*** Begin section ***

PR #1634, opened 2026-07-25
fix ref_group resolution on refinements 

lmolkova:
```yaml
file_format: definition/2
attributes:
  - key: test.attr
    type: string
    brief: Test attribute
    stability: stable

metrics:
  - name: base.metric
    instrument: histogram
    unit: s
    brief: Base
    stability: stable
    attributes:
      - ref: test.attr
        requirement_level:
          conditionally_required: "on the base signal"

attribute_groups:
  - id: some.group
    visibility: internal 
    attributes:
      - ref: test.attr
        examples: ["MyExample"]

metric_refinements:
  - id: refined.metric
    ref: base.metric
    brief: Refined
    attributes:
      - ref_group: some.group
```

`test.attr` on `refined.metric`

|  | requirement_level | examples
-- | -- | --
Expected | conditionally_required | MyExample
Actual | recommended ❌ | MyExample

when we do `ref` on a refinement, we ignore missing properties, when we do `ref_group`, we use the resolved group with default values of missing properties.

### DIFF
--- a/crates/weaver_resolver/src/registry.rs
+++ b/crates/weaver_resolver/src/registry.rs
@@ -871,32 +871,28 @@ fn resolve_inheritance_attrs_unified(
     for (parent_group_id, included_group) in include_groups {
         for parent_attr in included_group.iter() {
             let attr_id = parent_attr.spec.id();
-            match inherited_attrs.get_mut(&attr_id) {
-                Some(existing) => {
-                    existing.spec = resolve_inheritance_attr(
-                        &parent_attr.spec,
-                        &existing.spec,
-                        &mut existing.lineage,
-                    );
-                    existing.lineage.source_group = parent_group_id.to_owned();
-                }
-                None => {
-                    let lineage =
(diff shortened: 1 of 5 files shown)


crates/weaver_resolver/src/registry.rs
```diff
@@ -1854,4 +1863,85 @@ groups:
...
         serde_json::to_string_pretty(value).unwrap()
     }
+
+    fn bare_ref(
+        id: &str,
+        requirement_level: Option<weaver_semconv::attribute::RequirementLevel>,
+        examples: Option<weaver_semconv::attribute::Examples>,
+    ) -> UnresolvedAttribute {
+        UnresolvedAttribute {
+            spec: weaver_semconv::attribute::AttributeSpec::Ref {
```
jerbly: super nit: could match style by using `use` imports over qualified paths here.

jerbly (approved):
LGTM.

*** End section ***

§ **Problem requirements**
Retype all the data exactly, line for line.

§ **Output for this exercise**
PR #1634, opened 2026-07-25
fix ref_group resolution on refinements 

lmolkova:
```yaml
file_format: definition/2
attributes:
  - key: test.attr
    type: string
    brief: Test attribute
    stability: stable

metrics:
  - name: base.metric
    instrument: histogram
    unit: s
    brief: Base
    stability: stable
    attributes:
      - ref: test.attr
        requirement_level:
          conditionally_required: "on the base signal"

attribute_groups:
  - id: some.group
    visibility: internal 
    attributes:
      - ref: test.attr
        examples: ["MyExample"]

metric_refinements:
  - id: refined.metric
    ref: base.metric
    brief: Refined
    attributes:
      - ref_group: some.group
```

`test.attr` on `refined.metric`

|  | requirement_level | examples
-- | -- | --
Expected | conditionally_required | MyExample
Actual | recommended ❌ | MyExample

when we do `ref` on a refinement, we ignore missing properties, when we do `ref_group`, we use the resolved group with default values of missing properties.

### DIFF
--- a/crates/weaver_resolver/src/registry.rs
+++ b/crates/weaver_resolver/src/registry.rs
@@ -871,32 +871,28 @@ fn resolve_inheritance_attrs_unified(
     for (parent_group_id, included_group) in include_groups {
         for parent_attr in included_group.iter() {
             let attr_id = parent_attr.spec.id();
-            match inherited_attrs.get_mut(&attr_id) {
-                Some(existing) => {
-                    existing.spec = resolve_inheritance_attr(
-                        &parent_attr.spec,
-                        &existing.spec,
-                        &mut existing.lineage,
-                    );
-                    existing.lineage.source_group = parent_group_id.to_owned();
-                }
-                None => {
-                    let lineage =
(diff shortened: 1 of 5 files shown)


crates/weaver_resolver/src/registry.rs
```diff
@@ -1854,4 +1863,85 @@ groups:
...
         serde_json::to_string_pretty(value).unwrap()
     }
+
+    fn bare_ref(
+        id: &str,
+        requirement_level: Option<weaver_semconv::attribute::RequirementLevel>,
+        examples: Option<weaver_semconv::attribute::Examples>,
+    ) -> UnresolvedAttribute {
+        UnresolvedAttribute {
+            spec: weaver_semconv::attribute::AttributeSpec::Ref {
```
jerbly: super nit: could match style by using `use` imports over qualified paths here.

jerbly (approved):
LGTM.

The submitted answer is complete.